Die Klasse RubyVM::AST::Node wird ebenfalls eingeführt, von der aus Sie Standortinformationen und Kindknoten erhalten können. Dieses Feature ist experimentell. Die Kompatibilität der AST-Knotenstruktur ist nicht garantiert.

Neue Funktionen

  • Fügt einen neuen Alias then zu Kernel#yield_self hinzu. [Feature #14594]

  • else ohne rescue führt nun zu einem Syntaxfehler. [EXPERIMENTELL]

  • Konstante Namen können mit einem nicht-ASCII-Großbuchstaben beginnen. [Feature #13770]

  • Endlose Bereiche [Feature #12912]

    Ein endloser Bereich, (1..), wird eingeführt. Er funktioniert so, als hätte er kein Ende. Dies zeigt typische Anwendungsfälle

    ary[1..]                          # identical to ary[1..-1] without magical -1
    (1..).each {|index| ... }         # infinite loop from index 1
    ary.zip(1..) {|elem, index| ... } # ary.each.with_index(1) { ... }
    
  • Binding#source_location hinzugefügt. [Feature #14230]

    Diese Methode gibt den Quellcode-Speicherort der Bindung zurück, ein 2-Element-Array von __FILE__ und __LINE__. Traditionell konnten dieselben Informationen durch eval("[__FILE__, __LINE__]", binding) abgerufen werden, aber wir planen, dieses Verhalten zu ändern, so dass Kernel#eval den Quellcode-Speicherort der Bindung ignoriert [Bug #4352]. Daher sollten Benutzer diese neu eingeführte Methode anstelle von Kernel#eval verwenden.

  • Fügt die Option :exception hinzu, damit Kernel.#system einen Fehler auslöst, anstatt false zurückzugeben. [Feature #14386]

Leistungsverbesserungen

  • Beschleunigt Proc#call, da wir uns nicht mehr um $SAFE kümmern müssen. [Feature #14318]

    Mit dem Benchmark lc_fizzbuzz, der Proc#call sehr oft verwendet, können wir eine Verbesserung um das 1,4-fache messen [Bug #10212].

  • Beschleunigt block.call, wobei block ein Blockparameter ist. [Feature #14330]

    Ruby 2.5 verbessert die Leistung beim Übergeben von Blöcken. [Feature #14045] Zusätzlich verbessert Ruby 2.6 die Leistung beim Aufruf übergebener Blöcke.

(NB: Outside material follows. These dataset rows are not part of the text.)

PR #6866, opened 2026-02-19
chore: rm duplicate writes

hinthornw:
In the original proposed fix [6863](https://github.com/langchain-ai/langgraph/pull/6863), we were guarding this specific case by only checking for null resume in the scratchpad.

But I noticed the tests passed on main for the sync case, indicating an inconsistency between the two paths. 

Seems like we were making a redundant put_writes call when replaying the async tasks

### DIFF
--- a/libs/langgraph/langgraph/pregel/_runner.py
+++ b/libs/langgraph/langgraph/pregel/_runner.py
@@ -728,7 +728,6 @@ async def _acall_impl(
                     )
                 else:
                     fut.set_result(None)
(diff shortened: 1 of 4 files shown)


libs/langgraph/langgraph/pregel/_runner.py
```diff
@@ -728,7 +728,6 @@ async def _acall_impl(
                     )
                 else:
                     fut.set_result(None)
-                futures()[fut] = next_task  # type: ignore[index]
```
hinthornw, line 731: This is the change

PR #6883, opened 2026-02-20
feat(checkpoint-postgres): add extended methods and conformance tests

hinthornw:
## Summary
- Implements `adelete_for_runs`, `acopy_thread`, `aprune` on `AsyncPostgresSaver` (async)
- Implements `delete_for_runs`, `copy_thread`, `prune` on both `PostgresSaver` (sync native) and `AsyncPostgresSaver` (sync wrapper)
- Adds conformance test harness (`tests/test_conformance.py`) using `langgraph-checkpoint-conformance`
- Adds `langgraph-checkpoint-conformance` as an editable dev dependency in `pyproject.toml` and `uv.lock`

## Details
The extended methods complete the `BaseCheckpointSaver` interface for Postgres:
- **`adelete_for_runs`** — deletes checkpoints, writes, and orphaned blobs by `metadata.run_id`
- **`acopy_thread`** — copies all checkpoints, blobs, and writes from one thread to another (idempotent via `ON CONFLICT DO NOTHING`)
- **`aprune`** — supports `"keep_latest"` (uses `DISTINCT ON`) and `"delete"` strategies with proper blob cleanup

## Test plan
- [ ] `cd libs/checkpoint-postgres && make lint` passes
- [ ] `cd libs/checkpoint-postgres && make test` passes (includes conformance tests)
- [ ] CI runs conformance tests via existing `make test` in the postgres matrix job

### DIFF
--- a/libs/checkpoint-postgres/langgraph/checkpoint/postgres/__init__.py
+++ b/libs/checkpoint-postgres/langgraph/checkpoint/postgres/__init__.py
@@ -390,6 +390,142 @@ class PostgresSaver(BasePostgresSaver):
                 (str(thread_id),),
             )
 
+    def delete_for_runs(self, run_ids: Sequence[str]) -> None:
+        """Delete all checkpoints and writes for the given run IDs.
+
+        Args:
+            run_ids: The run IDs whose checkpoints should be deleted.
+        """
+        if not run_ids:
+            return
+        with self._cursor(pipeline=True) as cur:
+            cur.execute(
+                """DELETE FROM checkpoint_writes
+                WHERE (thread_id, checkpoint_ns, checkpoint_id) IN (
+                    SELECT thread_id, checkpoint_ns, checkpoint_id
+                    FROM checkpoints
+                    WHERE metadata->>'run_id' = ANY(%s)
+                )""",
+                (list(run_ids),),
+            )
+            cur.execute(
+                """DELETE FROM checkpoint_blobs
+                WHERE (thread_id, checkpoint_ns) IN (
+                    SELECT DISTINCT thread_id, checkpoint_ns
+                    FROM checkpoints
+                    WHERE metadata->>'run_id' = ANY(%s)
+                )
+                AND NOT EXISTS (
+                    SELECT 1 FROM checkpoints c2
+                    WHERE c2.thread_id = checkpoint_blobs.thread_id
+                    AND c2.checkpoint_ns = checkpoint_blobs.checkpoint_ns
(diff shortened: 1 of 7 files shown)


tomascenteno42:
Are there any plans on moving this forward?

wangjiawei-vegetable:
Thanks for putting this together. We’re using `AsyncPostgresSaver` with long-lived production threads, and checkpoint growth is becoming an operational concern. Even with application-level message trimming, the Postgres checkpoint tables continue to accumulate rows per thread.

Could a maintainer confirm whether this PR is still the intended path for Postgres `prune` / `delete_for_runs`, especially after the recent `DeltaChannel` work? We’d be happy to help test a DeltaChannel-safe implementation against a production-like workload.

A rough milestone, or guidance on whether self-hosted Postgres users should implement their own retention for now, would be very helpful.

libs/checkpoint-postgres/langgraph/checkpoint/postgres/__init__.py
```diff
@@ -390,6 +390,142 @@ def delete_thread(self, thread_id: str) -> None:
...
+                    WHERE thread_id = ANY(%s)
+                    AND NOT EXISTS (
+                        SELECT 1 FROM checkpoints c
+                        WHERE c.thread_id = checkpoint_blobs.thread_id
+                        AND c.checkpoint_ns = checkpoint_blobs.checkpoint_ns
+                    )""",
+                    (list(thread_ids),),
+                )
+
     @contextmanager
```
tomekmb-glitch, line 529: - .

wangjiawei-vegetable:
Hi @hinthornw — thanks for working on this.

We’re using `PostgresSaver` for long-lived agent conversations and have seen the checkpoint tables grow significantly over time.

I previously raised the storage-growth problem from the DeepAgents side in langchain-ai/deepagents#2876. The guidance there was that persisted conversation state should not be trimmed by `SummarizationMiddleware`, and that checkpoint storage growth should instead be addressed at the LangGraph layer, for example with `DeltaChannel`.

`DeltaChannel` helps reduce repeated payload storage, but it does not limit the number of checkpoint, write, and blob records retained as a thread continues to run. Because of that, PostgreSQL support for `keep_latest` is still something we need.

Is this PR still planned to move forward, and is PostgreSQL `keep_latest` still intended to be supported upstream?

I opened #8531 to discuss the expected behavior and safety considerations. I’m interested in helping move this feature forward and would be happy to implement and test the remaining work. Please let me know whether you would prefer this to continue through #6883 or as a focused contribution through #8531. Thank you!

PR #6885, opened 2026-02-20
perf: remove importlib.metadata for version access

hztBUAA:
## Summary

Removes `importlib.metadata` usage at import time for version access, improving import performance.

- **`langgraph/version.py`**: Replace `importlib.metadata.version()` with a hardcoded version string matching `pyproject.toml`
- **`langgraph_cli/version.py`**: Re-export `__version__` from `langgraph_cli.__init__` (which already has a static version) instead of using `importlib.metadata`
- **`checkpoint-postgres/base.py`**: Remove the obsolete version compatibility check that used `importlib.metadata` at import time. The check warned about `langgraph < 0.5`, which is no longer relevant since langgraph is at v1.x

The remaining `importlib.metadata` usages in `embed.py` and `generate_schema.py` are already lazy (inside function bodies, not at module level) and do not affect import time.

Fixes #5040

## Test plan

- [x] `from langgraph.version import __version__` returns `"1.0.9"`
- [x] `from langgraph_cli.version import __version__` returns the correct version from `__init__.py`
- [x] No `importlib.metadata` in module-level imports of changed files
- [x] Import time for `langgraph.version` reduced (no metadata scan overhead)

### DIFF
--- a/libs/checkpoint-postgres/langgraph/checkpoint/postgres/base.py
+++ b/libs/checkpoint-postgres/langgraph/checkpoint/postgres/base.py
@@ -1,9 +1,7 @@
 from __future__ import annotations
 
 import random
-import warnings
 from collections.abc import Sequence
-from importlib.metadata import version as get_version
 from typing import Any, cast
 
 from langchain_core.runnables import RunnableConfig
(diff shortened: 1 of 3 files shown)


hztBUAA:
Thanks for the review and feedback. I am following up on this PR now and will either push the requested changes or reply point-by-point shortly.

hztBUAA:
Quick follow-up: I am reviewing the feedback and will update this PR shortly.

Mit einem Mikrobenchmark können wir eine Verbesserung um das 2,6-fache beobachten.

Weitere bemerkenswerte Änderungen seit 2.5

  • $SAFE ist ein prozessglobaler Zustand, und wir können ihn wieder auf 0 setzen. [Feature #14250]

  • Die Übergabe von safe_level an ERB.new ist veraltet. Die Argumente trim_mode und eoutvar werden zu Schlüsselwortargumenten. [Feature #14256]

  • Merge RubyGems 3.0.0.beta1

Siehe NEWS oder die Commit-Logs für Details.

Mit diesen Änderungen wurden 4699 Dateien geändert, 45744 Einfügungen(+), 30885 Löschungen(-) seit Ruby 2.5.0!

Viel Spaß beim Programmieren mit Ruby 2.6.0-preview2!